++++ Data for this exercise

PR #455, opened 2019-03-03
Rails6

sudara:


lib/paperclip_processors/mp3_paperclip_processor.rb
```diff
@@ -37,7 +37,7 @@ def copy_id3_tags_to_record(info)
         if value.respond_to?(:encode)
           value.encode(
             'UTF-8', invalid: :replace, undef: :replace, replace: "\ufffd"
-          ).mb_chars.normalize
+          ).unicode_normalize(:nfkc)
```
sudara: @Manfred Since you recently added this, just wanted to tag you in case you had preferences.

```
DEPRECATION WARNING: ActiveSupport::Multibyte::Chars#normalize is deprecated and will be removed from Rails 6.1. Use #unicode_normalize(:nfkc) instead. (called from block in copy_id3_tags_to_record at /home/travis/build/sudara/alonetone/lib/paperclip_processors/mp3_paperclip_processor.rb:40)
```

Manfred: Oh god, the scourge of the bad Ruby Unicode APIs continues. Yeah, it's fine to replace it like that. Make sure you include the `:nfkc` argument because the default is `:nfc` and that's a really ignorant default.

Gemfile
```diff
@@ -38,7 +38,7 @@ gem 'local_time'
 gem 'pagy'
 
 # deprecated
-gem 'record_tag_helper'
+gem 'record_tag_helper', github: 'mmoll/record_tag_helper', branch: 'update_gemspec'
```
Manfred: Maybe you want to copy the three methods this gem supplies to a helper file?

sudara: I like this idea a lot, thanks.

Gemfile
```diff
@@ -1,10 +1,10 @@
 source 'https://rubygems.org'
 
-gem 'rails', '~> 5.2.2'
+gem 'rails', '~> 6.0.0.beta2'
```
innatewonderer: Cutting edge :D

lib/paperclip_processors/mp3_paperclip_processor.rb
innatewonderer: omg this conversation making me so happy :awwww:

PR #465, opened 2019-03-11
Replace Paperclip.run with system

Manfred:
Might as well move `Greenfield::Waveform` into the application as `Waveform` and add a spec that it actually runs.


Manfred:
Why is CodeClimate triggering on those warnings when Rubocop doesn't locally?

sudara:
@manfred Rubocop runs in code climate as a plugin, but code climate has its own things it cares about. I don't consider it blocking. https://docs.codeclimate.com/docs/advanced-configuration#section-default-checks

app/models/asset.rb
```diff
@@ -154,7 +154,7 @@ def notify_followers
   end
 
   def create_waveform
-    Greenfield::WaveformExtractJob.perform_later(id)
+    WaveformExtractJob.perform_later(id)
```
sudara: This is pretty exciting to me, thanks!

PR #471, opened 2019-03-13
Complete removal of simple form

sudara:


sudara:
@ofsound Ok, this is ready for a little css love on 

* [ ] login form
* [ ] sign up form
* [ ] create new password form (after a password reset. You can reset password and look in the rails logs for the link to use to get to it)

One thing we have deal with is feedback when a field doesn't pass validation or is left empty. Do we want to display that inline with a field? Or as a list of "things wrong" at the top of the form? If you style some example I can plug it in, or I can just dump the errors out at the top....

app/views/playlists/edit.html.erb
```diff
@@ -16,10 +16,10 @@
 
         <%= render 'add_greenfield_downloads' if allow_greenfield_playlist_downloads?(@user) %>
 
-        <%= simple_form_for [@user, @playlist] do |f| %>
-          <%= f.input :title %>
-          <%= f.input :year, input_html: {maxlength: 4, size: 4} %>
-          <%= f.input  :description %>
+        <%= form_for [@user, @playlist] do |f| %>
```
innatewonderer: I thought that `form_tag` and `form_for` are soft deprecated since Rails 5... 1? 
Was there a reason for using `form_for` here?

sudara: form_for isn't yet deprecated, but you are right — if this was a template I expected to last more than another couple months, it should be changed.

ofsound:
@sudara I think we can close this branch? I updated the CSS for the ex-simple forms. For the failed form validations, I put an orange outline on the missing fields. I think that combined with the the flash message up top might be alright for now.

sudara:
@ofsound Perfecto — I looked into it and it would be pretty trivial to put errors next to the field, so we can see how it goes....

PR #473, opened 2019-03-14
Deal with warnings on Rails 6

Manfred:
Playlists are built instead of created when favoriting so they aren't saved in case of a validation error. This fixed a deprecation warning when trying to create a favorite through User.

Change call to `mb_chars.normalize` in asset spec and choose composed form because we're mostly interested in creating a normalized string regardless of how editors save the spec source.

### DIFF
--- a/app/models/track.rb
+++ b/app/models/track.rb
@@ -32,8 +32,9 @@ class Track < ActiveRecord::Base
   end
 
   def ensure_playlist_if_favorite
-    self.playlist_id = Playlist.favorites.where(user_id: user_id).first_or_create.id if is_favorite?
-    true
+    return unless is_favorite?
+
+    self.playlist = Playlist.favorites.where(user_id: user_id).first_or_initialize
   end
 end
 
--- a/spec/models/asset_spec.rb
+++ b/spec/models/asset_spec.rb
@@ -114,7 +114,7 @@ RSpec.describe Asset, type: :model do
     end
 
     it 'should handle umlauts and non english characters in the filename' do
-      filename = 'müppets.mp3'.mb_chars.normalize
+      filename = 'müppets.mp3'.unicode_normalize(:nfc)
       asset = file_fixture_asset(
         'muppets.mp3',
         filename: filename,
--- a/spec/models/track_spec.rb
+++ b/spec/models/track_spec.rb
@@ -14,12 +14,23 @@ RSpec.describe Track, type: :model do
   end
 
   context "as a fav" do
-    subject { users(:arthur).tracks.favorites.create(asset: assets(:valid_mp3)) }
+    let(:user) { users(:will_studd) }
+
     it "should create a favorite playlist if its the first fav" do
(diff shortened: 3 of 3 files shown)


spec/models/asset_spec.rb
```diff
@@ -114,7 +114,7 @@
     end
 
     it 'should handle umlauts and non english characters in the filename' do
-      filename = 'müppets.mp3'.mb_chars.normalize
+      filename = 'müppets.mp3'.unicode_normalize(:nfc)
```
sudara: I guess this changed in https://github.com/sudara/alonetone/commit/5242f8eebd3fdedaee8d209181159d4f2b0c59e6 but I'm kind of curious why we are manually normalizing at all here. Is it because of s3 needs?

app/models/track.rb
```diff
@@ -32,8 +32,9 @@ def set_user_id_from_playlist
   end
 
   def ensure_playlist_if_favorite
-    self.playlist_id = Playlist.favorites.where(user_id: user_id).first_or_create.id if is_favorite?
-    true
+    return unless is_favorite?
+
+    self.playlist = Playlist.favorites.where(user_id: user_id).first_or_initialize
```
sudara: Thank you! I looked at this, got distracted and merged Rails 6 :D

spec/models/asset_spec.rb
Manfred: An editor (or any other data processor like a database) may store Unicode in composed or decomposed form, so we can't rely on what we are getting from the source code to get a stable representation for a string.

```ruby
'é'.chars #=> ["é"]
'é'.unicode_normalize(:nfd).chars #=> ["e", "́"]
```

When you do a string comparison in a spec you will get a false negative if any processor force the string to another normalization form.

```ruby
'é'.unicode_normalize(:nfd) == 'é'.unicode_normalize(:nfc) #=> false
```

I can't remember if this was an issue here, but I assume that's why I added it.

Manfred:
@innatewonderer Oops, I was running around yesterday and didn't read your question until later. The deprecation warnings were:

```
DEPRECATION WARNING: Class level methods will no longer inherit scoping from
`create` in Rails 6.1. To continue using the scoped relation, pass it into the
block directly. To instead access the full set of models, as Rails 6.1 will,
use `Playlist.unscoped`. (called from ensure_playlist_if_favorite at
/Users/manfred/Code/alonetone/app/models/track.rb:35)
```

It doesn't really show the cause of the issue so I turned on `config.active_support.deprecation = :raise` in `environments/test.rb` to get the full trace to the issue. The second one you've probably seen:

```
DEPRECATION WARNING: ActiveSupport::Multibyte::Chars#normalize is deprecated
and will be removed from Rails 6.1. Use #unicode_normalize(:nfkc) instead.
(called from block (3 levels) in <top (required)> at
/Users/manfred/Code/alonetone/spec/models/asset_spec.rb:117)
```

PR #479, opened 2019-03-19
More seeds

Manfred:
Current seeds are not really sufficient because they don't contain everything you would need to properly work on design.

Adds more users, playlists, assets, and listens. Introduces comments, favorites, and user profiles.


db/seeds.rb
```diff
@@ -40,22 +74,30 @@ def put_user_credentials(username, password)
   email: 'musician@example.com',
   password: musician_password,
   password_confirmation: musician_password,
-  greenfield_enabled: true
+  greenfield_enabled: true,
+  current_login_ip: 'fc00:1:1::3'
```
sudara: Hehe, what's this ipv6 addy?

Manfred: It's the equivalent of `10.0.1.3`, see: https://en.wikipedia.org/wiki/Unique_local_address

db/seeds.rb
```diff
@@ -1,23 +1,53 @@
+# Tell Raskimet we're in testing mode is it doesn't attempt to train based on
+# any API requests from the seeds.
+Rails.application.config.rakismet.test = true
```
sudara: Good thinking.

sudara:
@Manfred Really awesome. I'll exercise patience on that front, then.

PR #483, opened 2019-03-21
Copies all Paperclip attachments to Active Storage attachments

Manfred:
Defines Active Storage attachments for all models with Paperclip attachments. Adds a script to create Active Storage attachments for all existing uploads and copy the S3 objects to the new locations.

### DIFF
--- a/app/models/asset.rb
+++ b/app/models/asset.rb
@@ -34,6 +34,8 @@ class Asset < ApplicationRecord
     source: :user,
     through: :tracks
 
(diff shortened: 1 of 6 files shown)


sudara:
This is too exciting.

sudara:
Am I right in thinking merging this won't alter production behavior, just makes it possible to run this script when we want to start the migration?

Manfred:
Correct, this doesn't change any production code.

++++++++

Required action –
Using the records above, report each line with the string "seeds".

Problem solution –
More seeds
Current seeds are not really sufficient because they don't contain everything you would need to properly work on design.
db/seeds.rb
db/seeds.rb
+# any API requests from the seeds.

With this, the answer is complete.